## TASK DETAILS
Where a line of the material includes the string "themselves", copy that line.

*** Begin section ***

PR #1311, opened 2023-05-30
Give SharedArrayBuffer a dedicated type

### LINKED ISSUE #865: How to return a SharedArrayBuffer object

### LINKED ISSUE #961: It is unclear if [AllowShared] BufferSource is valid
The spec says 
"A type that is not a buffer source type must not be associated with the [AllowShared] extended attribute."
and
"The buffer source types are ArrayBuffer, DataView, and the typed array types."

BufferSource is a union type
typedef (ArrayBufferView or ArrayBuffer) BufferSource;

Yet https://heycam.github.io/webidl/#AllowShared has an example using [AllowShared] BufferSource.

annevk:
Generally IDL objects have been 1:1 with ECMAScript objects, except for SharedArrayBuffer. That was instead represented as [AllowShared] ArrayBuffer, although that includes ArrayBuffer as well. This created a number of challenges, e.g., how to return a SharedArrayBuffer object.

So we make these changes here that will also require corresponding downstream fixes:

* SharedArrayBuffer is now its own type.
* [AllowShared] only applies to buffer view types.
* AllowSharedBufferSource takes over from [AllowShared] BufferSource.

Fixes #865 and fixes #961.

   * Chromium per https://github.com/whatwg/webidl/issues/961#issuecomment-892616473
   * WebKit
   * N/A
   * Chromium: https://bugs.chromium.org/p/chromium/issues/detail?id=1455098
   * Gecko: https://bugzilla.mozilla.org/show_bug.cgi?id=1838639
   * WebKit: https://bugs.webkit.org/show_bug.cgi?id=258131
   * Deno: https://github.com/denoland/deno/issues/19506
   * Node.js: https://github.com/nodejs/node/issues/48459
   * webidl2.js: https://github.com/w3c/webidl2.js/issues/746
   * widlparser: https://github.com/plinss/widlparser/issues/82

***
<a href="https://whatpr.org/webidl/1311.html" title="Last updated on Jun 15, 2023, 2:21 PM UTC (9ad215c)">Preview</a> | <a href="https://whatpr.org/webidl/1311/5dcedce...9ad215c.html" title="Last updated on Jun 15, 2023, 2:21 PM UTC (9ad215c)">Diff</a>

### DIFF
--- a/index.bs
+++ b/index.bs
@@ -5465,6 +5465,8 @@ The <dfn id="dfn-string-type" export>string types</dfn> are
 {{DOMString}}, all [=enumeration types=],
 {{ByteString}} and {{USVString}}.
 
+The <dfn export>buffer types</dfn> are {{ArrayBuffer}} and {{SharedArrayBuffer}}.
+
 The <dfn id="dfn-typed-array-type" export>typed array types</dfn> are
 {{Int8Array}},
 {{Int16Array}},
@@ -5478,10 +5480,9 @@ The <dfn id="dfn-typed-array-type" export>typed array types</dfn> are
 {{Float32Array}}, and
 {{Float64Array}}.
 
-The <dfn id="dfn-buffer-source-type" export>buffer source types</dfn>
-are {{ArrayBuffer}},
-{{DataView}},
-and the [=typed array types=].
+The <dfn export>buffer view types</dfn> are {{DataView}} and the [=typed array types=].
+
+The <dfn id="dfn-buffer-source-type" export>buffer source types</dfn> are the [=buffer types=] and the [=buffer view types=].
 
 The {{object}} type,
 all [=interface types=], and
@@ -6328,27 +6329,28 @@ For any type, the [=extended attributes associated with=] it must only contain
 
 There are a number of types that correspond to sets of all possible non-null
 references to objects that represent a buffer of data or a view on to a buffer of
-data.  The table below lists these types and the kind of buffer or view they represent.
+data. The table below lists these types and the kind of buffer or view they represent.
 
 <table class="vert data">
     <tr><th>Type</th><th>Kind of buffer</th></tr>
     <tr><td><dfn id="idl-ArrayBuffer" interface>ArrayBuffer</dfn></td><td>An object that holds a pointer (which can be null) to a buffer of a fixed number of bytes</td></tr>
-    <tr><td><dfn id="idl-DataView" interface>DataView</dfn></td><td>A view on to an {{ArrayBuffer}} that allows typed access to integers and floating point values stored at arbitrary offsets into the buffer</td></tr>
+    <tr><td><dfn id="idl-SharedArrayBuffer" interface>SharedArrayBuffer</dfn></td><td>An object that holds a pointer (which cannot be null) to a shared buffer of a fixed number of bytes</td></tr>
+    <tr><td><dfn id="idl-DataView" interface>DataView</dfn></td><td>A view on to a [=buffer type=] that allows typed access to integers and floating point values stored at arbitrary offsets into the buffer</td></tr>
     <tr><td><dfn id="idl-Int8Array" interface>Int8Array</dfn>,<br/>
             <dfn id="idl-Int16Array" interface>Int16Array</dfn>,<br/>
             <dfn id="idl-Int32Array" interface>Int32Array</dfn>,<br/>
             <dfn id="idl-BigInt64Array" interface>BigInt64Array</dfn></td>
-        <td>A view on to an {{ArrayBuffer}} that exposes it as an array of two's complement signed integers of the given size in bits</td></tr>
+        <td>A view on to a [=buffer type=] that exposes it as an array of two's complement signed integers of the given size in bits</td></tr>
     <tr><td><dfn id="idl-Uint8Array" interface>Uint8Array</dfn>,<br/>
             <dfn id="idl-Uint16Array" interface>Uint16Array</dfn>,<br/>
             <dfn id="idl-Uint32Array" interface>Uint32Array</dfn>,<br/>
             <dfn id="idl-BigUint64Array" interface>BigUint64Array</dfn></td>
-        <td>A view on to an {{ArrayBuffer}} that exposes it as an array of unsigned integers of the given size in bits</td></tr>
+        <td>A view on to a [=buffer type=] that exposes it as an array of unsigned integers of the given size in bits</td></tr>
     <tr><td><dfn id="idl-Uint8ClampedArray" interface>Uint8ClampedArray</dfn></td>
-        <td>A view on to an {{ArrayBuffer}} that exposes it as an array of unsigned 8-bit integers with clamped conversions</td></tr>
+        <td>A view on to a [=buffer type=] that exposes it as an array of unsigned 8-bit integers with clamped conversions</td></tr>
     <tr><td><dfn id="idl-Float32Array" interface>Float32Array</dfn>,<br/>
             <dfn id="idl-Float64Array" interface>Float64Array</dfn></td>
-        <td>A view on to an {{ArrayBuffer}} that exposes it as an array of IEEE 754 floating point numbers of the given size in bits</td></tr>
+        <td>A view on to a [=buffer type=] that exposes it as an array of IEEE 754 floating point numbers of the given size in bits</td></tr>
 </table>
 
 Note: These types all correspond to classes defined in ECMAScript.
@@ -6362,6 +6364,7 @@ in [[#es-buffer-source-types]].
 <pre class="grammar" id="prod-BufferRelatedType">
     BufferRelatedType :
         "ArrayBuffer"
+        "SharedArrayBuffer"
         "DataView"
         "Int8Array"
         "Int16Array"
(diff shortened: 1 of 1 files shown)


index.bs
```diff
@@ -8701,9 +8755,9 @@ a reference to the same object that the IDL value represents.
 
 <div class="warning">
     Extreme care must be taken when writing specification text that
-    [=ArrayBuffer/writes=] into an {{ArrayBuffer}} or {{ArrayBufferView}}, as the underlying data
+    [=buffer type/writes=] into an [=buffer source type=], as the underlying data
```
bathos, line 8758:
```suggestion
    [=buffer type/writes=] into a [=buffer source type=], as the underlying data
```

index.bs
```diff
@@ -6362,6 +6364,7 @@ in [[#es-buffer-source-types]].
 <pre class="grammar" id="prod-BufferRelatedType">
     BufferRelatedType :
         "ArrayBuffer"
+        "SharedArrayBuffer"
```
bathos, line 6367: This becomes a non-identifier token by virtue of appearing anywhere like this, so it needs to be added as an alternative for the `Other` production (used for the “anything goes” extended attribute cover grammar) as well.

index.bs
```diff
@@ -8646,30 +8696,33 @@ a reference to the same object that the IDL value represents.
...
+    <dfn id=buffersource-underlying-buffer export for="buffer source type">underlying buffer</dfn>
+    of a [=buffer source type=] |bufferSource| is the value returned by the following steps:
 
-    1.  If |bufferSource| is an {{ArrayBuffer}}, return |bufferSource|.
+    1.  If |bufferSource| is a [=buffer type=], then return |bufferSource|.
     1.  Let |esBufferSource| be the result of [=converted to an ECMAScript value|converting=]
         |bufferSource| to an ECMAScript value.
     1.  Return the result of [=converted to an IDL value|converting=]
-        |esBufferSource|.\[[ViewedArrayBuffer]] to an IDL value of type {{ArrayBuffer}}.
+        |esBufferSource|.\[[ViewedArrayBuffer]] to an IDL value of type [=buffer type=].
```
domenic, line 8719: This doesn't seem right. You need to switch on whether [[ViewedArrayBuffer]] IsSharedArrayBuffer() or not, and then convert appropriately.

index.bs
```diff
@@ -8718,6 +8772,8 @@ a reference to the same object that the IDL value represents.
     1.  Let |esArrayBuffer| be the result of [=converted to an ECMAScript value|converting=]
         |arrayBuffer| to an ECMAScript value.
     1.  Assert: [$IsSharedArrayBuffer$](|esArrayBuffer|) is false.
+        <!-- We'll keep this in for now as we're generally bad at distinguishing IDL and JS
+             objects. -->
```
domenic, line 8776: What's the problem? We converted in step 1.

index.bs
```diff
@@ -8728,8 +8784,9 @@ a reference to the same object that the IDL value represents.
 </div>
 
 <div algorithm>
-    A {{BufferSource}} |bufferSource| is <dfn for="BufferSource" export>detached</dfn> if the
-    following steps return true:
+    A [=buffer source types=] |bufferSource| is
```
domenic, line 8787:
```suggestion
    A [=buffer source type=] |bufferSource| is
```

index.bs
```diff
@@ -5465,6 +5465,8 @@ The <dfn id="dfn-string-type" export>string types</dfn> are
 {{DOMString}}, all [=enumeration types=],
 {{ByteString}} and {{USVString}}.
 
+The <dfn export>buffer types</dfn> are {{ArrayBuffer}} and {{SharedArrayBuffer}}.
```
domenic, line 5468: So, Web IDL is quite picky about distinguishing types. In particular, a "type" like "string type" or "buffer type" refers to something in the category of types. It does not refer to things in the category of values.

Thus, you really shouldn't say things like "If _bufferSource_ is a buffer type". Because a value can never be a type. A value can be an instance of a type, I guess. (But I don't see much use of that language for the other types defined in this section?)

For example, look at all the reference sites for https://whatpr.org/webidl/1311.html#dfn-numeric-type , and notice how they're specifically talking about types (e.g. return types, overload resolution algorithm internals) and not about values.

index.bs
```diff
@@ -8646,30 +8696,33 @@ a reference to the same object that the IDL value represents.
 </div>
 
 <div algorithm>
-    The <dfn export for="BufferSource">byte length</dfn> of a {{BufferSource}} |bufferSource| is
-    the value returned by the following steps:
+    The <dfn id=buffersource-byte-length export for="buffer source type">byte length</dfn> of a
+    [=buffer source type=] |bufferSource| is the value returned by the following steps:
```
domenic, line 8700: So for example, I think using the typedef here is more correct, because if |bufferSource| were a "buffer source type", then it would either be the type "DataView" or the type "ArrayBuffer" or the type .... It would not be any specific IDL object.

index.bs
```diff
@@ -8745,6 +8802,8 @@ a reference to the same object that the IDL value represents.
     1.  Let |esArrayBuffer| be the result of [=converted to an ECMAScript value|converting=]
         |arrayBuffer| to an ECMAScript value.
     1.  Assert: [$IsSharedArrayBuffer$](|esArrayBuffer|) is false.
+        <!-- We'll keep this in for now as we're generally bad at distinguishing IDL and JS
+             objects. -->
```
domenic, line 8806: Again this seems fine?

index.bs
```diff
@@ -8882,34 +8946,34 @@ See the rules for converting ECMAScript values to IDL [=buffer source types=] in
     <pre highlight="webidl">
```
domenic, line 8946: Maybe update the intro sentence to explain that you're actually showing all possible combinations.

(Preexisting issue.)

index.bs
```diff
@@ -14367,6 +14433,19 @@ The {{BufferSource}} typedef is used to represent objects
 that are either themselves an {{ArrayBuffer}} or which
 provide a view on to an {{ArrayBuffer}}.
 
+Note: [{{AllowShared}}] cannot be used in conjunction as {{ArrayBuffer}} does not support it.
```
domenic, line 14436:
```suggestion
Note: [{{AllowShared}}] cannot be used with {{BufferSource}} as {{ArrayBuffer}} does not support it.
```

domenic (commented):
Biggest issue is the mass conversion from using the typedefs to using the "X type" definitions, which aren't really suitable since we're talking about instances of types, not types themselves.

index.bs
```diff
@@ -8646,30 +8696,33 @@ a reference to the same object that the IDL value represents.
...
 <div algorithm>
-    The <dfn export for="BufferSource">byte length</dfn> of a {{BufferSource}} |bufferSource| is
-    the value returned by the following steps:
+    The <dfn id=buffersource-byte-length export for="buffer source type">byte length</dfn> of a
+    [=buffer source type=] |bufferSource| is the value returned by the following steps:
 
     1.  Let |esBufferSource| be the result of [=converted to an ECMAScript value|converting=]
         |bufferSource| to an ECMAScript value.
     1.  If |esBufferSource| has a \[[ViewedArrayBuffer]] internal slot, then return
         |esBufferSource|.\[[ByteLength]].
```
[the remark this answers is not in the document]
domenic: You're right, thanks!!

index.bs
annevk: Is it? The way it defines these types is in terms of objects, no? E.g., "buffer source types" references the same ArrayBuffer the typedef does. I'm not sure we can expect people to understand they're fundamentally different if the fundamental concepts are shared.

https://dontcallmedom.github.io/webdex/b.html#buffer%20source%20types%40%40webidl%25%25dfn shows there is some existing "confusion" around this.

The way I see it the types are comparable to classes and from that perspective and how we deal with those elsewhere in the web platform I think it all works.

index.bs
```diff
@@ -8621,7 +8694,7 @@ a reference to the same object that the IDL value represents.
 
 <div algorithm>
     To <dfn id="dfn-get-buffer-source-copy" export lt="get a copy of the buffer source|get a copy of the bytes held by the buffer source">get a copy of the bytes held by the buffer source</dfn>
-    given a {{BufferSource}} |bufferSource|:
+    given a [=buffer source type=] |bufferSource|:
```
domenic, line 8697:
```suggestion
    given a [=buffer source type=] instance |bufferSource|:
```

index.bs
```diff
@@ -6328,27 +6329,47 @@ For any type, the [=extended attributes associated with=] it must only contain
...
+    <tr>
+        <td><dfn id="idl-Uint32Array" interface>Uint32Array</dfn>
+    <tr>
+        <td><dfn id="idl-BigUint64Array" interface>BigUint64Array</dfn>
+    <tr>
+        <td><dfn id="idl-Uint8ClampedArray" interface>Uint8ClampedArray</dfn>
+        <td>A view on to a [=buffer type=] instance that exposes it as an array of unsigned 8-bit integers with clamped conversions
+    <tr>
+        <td><dfn id="idl-Float32Array" interface>Float32Array</dfn>
+        <td rowspan=2>A view on to a [=buffer type=] that exposes it as an array of IEEE 754 floating point numbers of the given size in bits
```
domenic, line 6370:
```suggestion
        <td rowspan=2>A view on to a [=buffer type=] instance that exposes it as an array of IEEE 754 floating point numbers of the given size in bits
```

domenic (approved):

index.bs
```diff
@@ -8646,30 +8719,35 @@ a reference to the same object that the IDL value represents.
...
+    1.  If [$IsSharedArrayBuffer$](|esBuffer|) is false, then return the result of
+        [=converted to an IDL value|converting=] |esBuffer| to an IDL value of type {{ArrayBuffer}}.
+    1.  Return the result of [=converted to an IDL value|converting=] |esBuffer| to an IDL value of
+        type {{SharedArrayBuffer}}.
 </div>
 
-<div algorithm="ArrayBuffer/write">
-    To <dfn export for="ArrayBuffer">write</dfn> a [=byte sequence=] |bytes| into an {{ArrayBuffer}}
-    |arrayBuffer|, optionally given a <dfn export for="ArrayBuffer/write">|startingOffset|</dfn>
+<div algorithm="buffer type/write">
```
annevk, line 8747:
```suggestion
<div>
```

*** End section ***

## COMPLETED TASK
 that are either themselves an {{ArrayBuffer}} or which
Biggest issue is the mass conversion from using the typedefs to using the "X type" definitions, which aren't really suitable since we're talking about instances of types, not types themselves.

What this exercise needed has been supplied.